Jackpot slid down onto a chair and buried his face in his hands. "Oh, god. Police. I knew it. I knew I hit that guy too hard. What if they arrest me? How am I ever going to explain this?"
Gloria crouched down next to him and took his hands in hers. "What's to explain? Look at us, Jackpot! That guy was ready to kill anyone who got in his way. What else could you do?"
"But I'm a doctor," Jackpot said. "If he was having a psychotic episode I should have restrained him."
"Psychotic episode?" Gloria's voice cracked. "He was a thug! Jackpot, he was holding me hostage, trying to get Stanley to go and fetch him three cases of morphine. When you walked in he didn't think twice about shooting at you, and if Stanley hadn't knocked his arm to one side you'd probably be dead. What do you think he would have done if he'd gotten out into a corridor full of people? Who knows how many people he might have shot?"

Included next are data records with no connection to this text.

Issue #976, opened 2019-10-17
Invalid Table Name on App Service deploy


jsacapdev:
### Description

If my durable function is deployed to an app service i get this error:

```
The function runtime is unable to start. Microsoft.Azure.WebJobs.Extensions.DurableTask: Task hub name 'dash-breaks-this' should contain only alphanumeric characters excluding '-' and have length up to 50. Microsoft.WindowsAzure.Storage: Invalid table name. Check MSDN for more information about valid table naming.
```

### Expected behavior

I should see the function app is running page.

### Actual behavior

I get the error above. Also trying to hit the app service I get:

`Function host is not running.`

### Relevant source code snippets

See the following respository for the code, and also how the resources were created (using the AZ CLI)

https://github.com/jsacapdev/dashbreaks

### Known workarounds

This seems to indicate it was a problem before and it was fixed:

https://github.com/Azure/azure-functions-durable-extension/issues/505

### App Details

See repository above.

### Screenshots

![image](https://user-images.githubusercontent.com/10151920/67029372-128ef500-f105-11e9-8c74-999d50d1c49e.png)

### If deployed to Azure

See repository for how to create.

cgillum:
@ConnorMcMahon can you take a look at this? I suspect it's caused by the new logic which derives the task hub name from the site name. We'll need to do some sanitization to avoid this kind of problem.

@jsacapdev You should be able to work around this by defining a task hub name in your host.json file:

```json
{
  "version": "2.0",
  "extensions": {
    "durableTask": {
      "hubName": "MyTaskHub"
    }
  }
}
```

rouafi:
@cgillum hi, thanks for the workaround but I am still not able to make it work.
Any idea ? 
My function is using the package : Microsoft.Azure.WebJobs.Extensions.DurableTask version : 2.0.0-beta3

cgillum:
Fixed with https://github.com/Azure/azure-functions-durable-extension/pull/1010

PR #1010, opened 2019-10-31
Sanitize the default task hub names for Azure Storage

ConnorMcMahon:
In a previous release, we started using the site name as the default
task hub value. However, it is possible for the site name not to be a
valid task hub name for Azure Storage, due to having '-' characters and
not meeting the length requirements. We now ensure that no matter the
sitename, the customer will have a valid task hub.

Addresses issue #976

### DIFF
--- a/src/WebJobs.Extensions.DurableTask/AzureStorageDurabilityProviderFactory.cs
+++ b/src/WebJobs.Extensions.DurableTask/AzureStorageDurabilityProviderFactory.cs
@@ -27,8 +27,7 @@ namespace Microsoft.Azure.WebJobs.Extensions.DurableTask
             JsonConvert.PopulateObject(JsonConvert.SerializeObject(this.options.StorageProvider), this.azureStorageOptions);
 
             this.azureStorageOptions.Validate();
-            if (this.options.HubName != null // Need to access HubName once to populate IsDefaultHubName
-                && !this.options.IsDefaultHubName)
+            if (!this.options.IsDefaultHubName())
             {
                 this.azureStorageOptions.ValidateHubName(this.options.HubName);
             }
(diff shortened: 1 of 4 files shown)


src/WebJobs.Extensions.DurableTask/AzureStorageDurabilityProviderFactory.cs
```diff
@@ -27,7 +27,15 @@ internal class AzureStorageDurabilityProviderFactory : IDurabilityProviderFactor
             JsonConvert.PopulateObject(JsonConvert.SerializeObject(this.options.StorageProvider), this.azureStorageOptions);
 
             this.azureStorageOptions.Validate();
-            this.azureStorageOptions.ValidateHubName(this.options.HubName);
+            if (this.options.HubName != null // Need to access HubName once to populate IsDefaultHubName
```
ConnorMcMahon: I don't love this. I may need to rework this logic a little bit.

src/WebJobs.Extensions.DurableTask/Options/AzureStorageOptions.cs
```diff
@@ -113,9 +119,37 @@ public void ValidateHubName(string hubName)
...
+
+        internal bool IsSanitizedHubName(string hubName, out string sanitizedHubName)
+        {
+            sanitizedHubName = new string(hubName.ToCharArray()
+                                .Where(char.IsLetterOrDigit)
+                                .Take(MaxTaskHubNameSize)
+                                .ToArray());
+            if (sanitizedHubName.Length < MinTaskHubNameSize)
+            {
+                sanitizedHubName = sanitizedHubName + new string(TaskHubPadding, MinTaskHubNameSize - sanitizedHubName.Length);
```
cgillum: Can you summarize what your strategy is here? I was expecting something that simply stripped dashes and perhaps truncated the name.

```csharp
string siteName = "my-site-1";
string hubName = siteName.Replace("-", "");
hubName = hubName.Substring(0, Math.Min(hubName.Length, 45)) + "Hub";
// result is mysite1Hub
```
I'm a bit confused by the padding logic.

ConnorMcMahon: The padding is for too short of names (i.e. someone has a site-name like like "ab" or "a-b"). I do like your notion of just appending "Hub" instead of just appending `a`'s to the end.

PR #1014, opened 2019-11-01
Throws an exception on invalid dedupe status when starting a new orchestration

amdeel:
Starting a new orchestration with an existing instance id now has configurable behavior (#987 ). This PR changes the behavior to throw an exception when attempting to start a new orchestration in an invalid dedupe status.

This PR also adds tests for each of the configurable OverridableStates to test this behavior.

Issue related to this change:
#367

### DIFF
--- a/test/Common/DurableTaskEndToEndTests.cs
+++ b/test/Common/DurableTaskEndToEndTests.cs
@@ -3496,7 +3496,7 @@ namespace Microsoft.Azure.WebJobs.Extensions.DurableTask.Tests
         [MemberData(nameof(TestDataGenerator.GetExtendedSessionAndFullFeaturedStorageProviderOptions), MemberType = typeof(TestDataGenerator))]
         public async Task Dedupe_Default_NotRunning_ThrowsException(bool extendedSessions, string storageProvider)
         {
-           var instanceId = "OverridableStatesTest";
+           var instanceId = "OverridableStatesDefaultTest";
 
            using (JobHost host = TestHelpers.GetJobHost(
                 this.loggerProvider,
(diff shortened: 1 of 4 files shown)


test/Common/DurableTaskEndToEndTests.cs
```diff
@@ -3491,6 +3491,102 @@ public async Task MaxOrchestrationAction_MaxReached_OrchestrationFails()
             }
         }
 
+        [Theory]
+        [Trait("Category", PlatformSpecificHelpers.TestCategory + "_BVT")]
+        [MemberData(nameof(TestDataGenerator.GetExtendedSessionAndFullFeaturedStorageProviderOptions), MemberType = typeof(TestDataGenerator))]
+        public async Task DedupeStates_NotRunningStates_ThrowsException(bool extendedSessions, string storageProvider)
+        {
+            DurableTaskOptions options = new DurableTaskOptions();
+            options.OverridableExistingInstanceStates = OverridableStates.NonRunningStates;
```
cgillum: This is the default value, right? If so, can we remove this line? That way this test will fail if we accidentally change that default in the future.

test/Common/DurableTaskEndToEndTests.cs
```diff
@@ -3491,6 +3491,102 @@ public async Task MaxOrchestrationAction_MaxReached_OrchestrationFails()
             }
         }
 
+        [Theory]
+        [Trait("Category", PlatformSpecificHelpers.TestCategory + "_BVT")]
```
cgillum: You can remove the `+ "_BVT"` from these test traits.

PR #1024, opened 2019-11-04
Analyzer: FunctionReturnTypeAnalyzer wont flag code when expected return type is Task

### LINKED ISSUE #998: Calling activity function w/out awaiting causes DF0110 warning
### Description
The following code snippet results in a DF0110 warning about an invalid return type.

```csharp
Task[] tasks = new Task[count];
for (int i = 0; i < tasks.Length; i++)
{
    tasks[i] = context.CallActivityAsync("SayHello", i.ToString("0000"));
}

await Task.WhenAll(tasks);
```

### Expected behavior
This should not generate a warning. `Task` should always be a valid return value for `CallActivityAsync`, or any of the async Durable APIs.

### Known workarounds
The problem goes away if I change `CallActivityAsync("SayHello", ...)` to `CallActivityAsync<string>("SayHello", ...)` (in other words, if I provide a type parameter).

### App Details

- **Analyzer version**: 0.1.1
- **Durable functions extension version**: 2.0.0-beta3

amdeel:
Fixed activity FunctionReturnTypeAnalyzer to accept the expected return type to be Task regardless of activity function definition return type.

resolves #998

### DIFF
--- a/src/WebJobs.Extensions.DurableTask.Analyzers/Analyzers/ActivityFunction/FunctionReturnTypeAnalyzer.cs
+++ b/src/WebJobs.Extensions.DurableTask.Analyzers/Analyzers/ActivityFunction/FunctionReturnTypeAnalyzer.cs
@@ -27,7 +27,7 @@ namespace Microsoft.Azure.WebJobs.Extensions.DurableTask.Analyzers
                 var functionDefinition = availableFunctions.Where(x => x.FunctionName == node.Name).SingleOrDefault();
                 if (functionDefinition != null)
                 {
-
+                    // Functions can always return Task, regardless of function definition return type
                     if (functionDefinition.ReturnType != node.ExpectedReturnType &&
                         (node.ExpectedReturnType != "System.Threading.Tasks.Task"))
                     {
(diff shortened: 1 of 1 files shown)


src/WebJobs.Extensions.DurableTask.Analyzers/Analyzers/ActivityFunction/FunctionReturnTypeAnalyzer.cs
```diff
@@ -29,7 +29,7 @@ public void ReportProblems(CompilationAnalysisContext cac, IEnumerable<ActivityF
                 {
 
                     if (functionDefinition.ReturnType != node.ExpectedReturnType &&
-                        !(functionDefinition.ReturnType == "System.Void" && node.ExpectedReturnType == "System.Threading.Tasks.Task"))
+                        (node.ExpectedReturnType != "System.Threading.Tasks.Task"))
```
cgillum: Could you add a comment briefly explaining what this logic is looking for?

cgillum: Also, should we add a unit test to cover this case?

PR #1031, opened 2019-11-07
Add support for delete operation in DispatchAsync and in Http API

sebastianburckhardt:
As discussed in #931, this PR adds a bit of convenience for implementing deletion of entities. 

- One can now issue a DELETE request to the HTTP API, with the effect of signaling an operation called 'delete' on the entity.

- For the class-based syntax, one can call `delete` on an entity with class `T` even if `T` does not have a delete method. In that case `DispatchAsync<T>` simply calls `Entity.Current.Delete()`.


cgillum:
Were there any more changes planned for this PR or is it ready to be merged?

sebastianburckhardt:
It is ready.

Issue #951, opened 2019-09-26
Activity functions cannot be manually triggered from the Azure Portal


cgillum:
### Description
Activity functions cannot be invoked from the Azure Portal. Unlike orchestrator functions, there should be no technical reason we can't support this.

### Expected behavior
Manually invoking activity functions in the Azure Portal should work in the same way that HTTP or queue trigger functions can be manually invoked.

### Actual behavior
The following error was experienced when trying to invoke the activity trigger function:

> Microsoft.Azure.WebJobs.Extensions.DurableTask: Unable to cast object of type 'System.String' to type 'Microsoft.Azure.WebJobs.DurableActivityContext'.

PR #1058, opened 2019-11-18
Allows activity functions to be manually triggered in Azure Portal

ConnorMcMahon:
Addresses issue #951

### DIFF
--- a/src/WebJobs.Extensions.DurableTask/Bindings/ActivityTriggerAttributeBindingProvider.cs
+++ b/src/WebJobs.Extensions.DurableTask/Bindings/ActivityTriggerAttributeBindingProvider.cs
@@ -108,7 +108,19 @@ namespace Microsoft.Azure.WebJobs.Extensions.DurableTask
 
             public Task<ITriggerData> BindAsync(object value, ValueBindingContext context)
             {
-                var activityContext = (DurableActivityContext)value;
+                if (!(value is DurableActivityContext activityContext))
+                {
+                    if (!(value is string serializedInput))
+                    {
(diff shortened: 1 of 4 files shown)


src/WebJobs.Extensions.DurableTask/Bindings/ActivityTriggerAttributeBindingProvider.cs
```diff
@@ -108,7 +108,19 @@ private class ActivityTriggerBinding : ITriggerBinding
...
+                {
+                    if (!(value is string serializedInput))
+                    {
+                        throw new InvalidOperationException($"Cannot execute an Activity Trigger without a {nameof(DurableActivityContext)} or a {nameof(String)} that represents the serialized input.");
+                    }
+
+                    // Durable functions expects input as a JArray with one element.
+                    serializedInput = $"[{serializedInput}]";
+
+                    activityContext = new DurableActivityContext($"azure-portal-execution-{Guid.NewGuid().ToString()}", serializedInput);
```
cgillum: I'm not so sure about using `azure-portal-` in the string here since this could theoretically apply to other scenarios as well. I do recommend we add a comment explaining that we added this logic primarily for Azure portal manual invocation, however.

ConnorMcMahon: I was unsure too. I thought customers may want to be able to filter out portal requests, but as you said, I am not positive Azure Portal is the only scenario this lights up (it technically is any request to the `/admin/{functionName}` endpoint I believe).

Jackpot blinked at her. "He was a criminal?"
"Yes," She got up and went over to the cabinet to fetch some acetominaphen and pink bismuth. "Here. If your head and stomach are in the same shape mine are these might help."
He took them, and looked up to see her swallowing her own dose. "How are you doing it? Usually I'm the one who keeps busy and you get upset."
Her sad smile set crookedly on her bruised face. "I am upset. But it's like you said earlier, we're needed. So I just keep telling myself that I won't fall apart till I can do it over a good stiff drink."
Jackpot nodded understanding. "It sounds like a plan to me. If you want to come over to my place I've got some wine Gonzo gave me."
"I'll call the babysitter," she said, holding out a hand to help him get to his feet. "Come on. Let's get this over with."
"EJ?" Jackpot exclaimed. "I thought you'd be down by OR."
She stood up and dropped the bottle, and then tried to retrieve it. Gloria came to the rescue. "Here."
EJ had been crying, but she was trying not to cry now. "Gloria, you're hurt! What happened?"
"It's a long story. I'm all right. What's happened? Why are you up here?"
"Oh, Stanley's father is down there, holding court for a bunch of reporters." EJ didn't have to go into details. Both Gloria and Jackpot could imagine them without help. "Arnold said you would be coming up here to explain what happened, and so I thought I should come up, so you'd only have to explain it once."
"Any word about Stanley?" Jackpot asked, as he helped her settle back into the chair. "We haven't heard."
"They told me damage to the stomach, the liver and the left lung. But the bullet missed his heart," Arnold said, intervening with as much tact as he could. "Trapper and Gates are doing their very best." He pulled forward a chair for Gloria. "Here, you should sit down, Miss Brancusi. Dr. Jackson." He nodded Jackpot to another chair, and then pulled forward the cop. "This is Detective Sergeant Bates."
Bates was a stocky, balding man in his mid forties, and he eyed them with sympathy. "All I need tonight is a preliminary report. Something to keep the media from concocting anything wilder than they've already come up with."
"What are they saying?" Gloria asked.
"That Stanley was the victim of a personal vendetta," EJ said bitterly, "And that it was because he had made some kind of medical mistake and that man wanted revenge."
"That's the stupidest thing I've ever heard," Jackpot exploded. "Who would come up with a dumb theory like that?"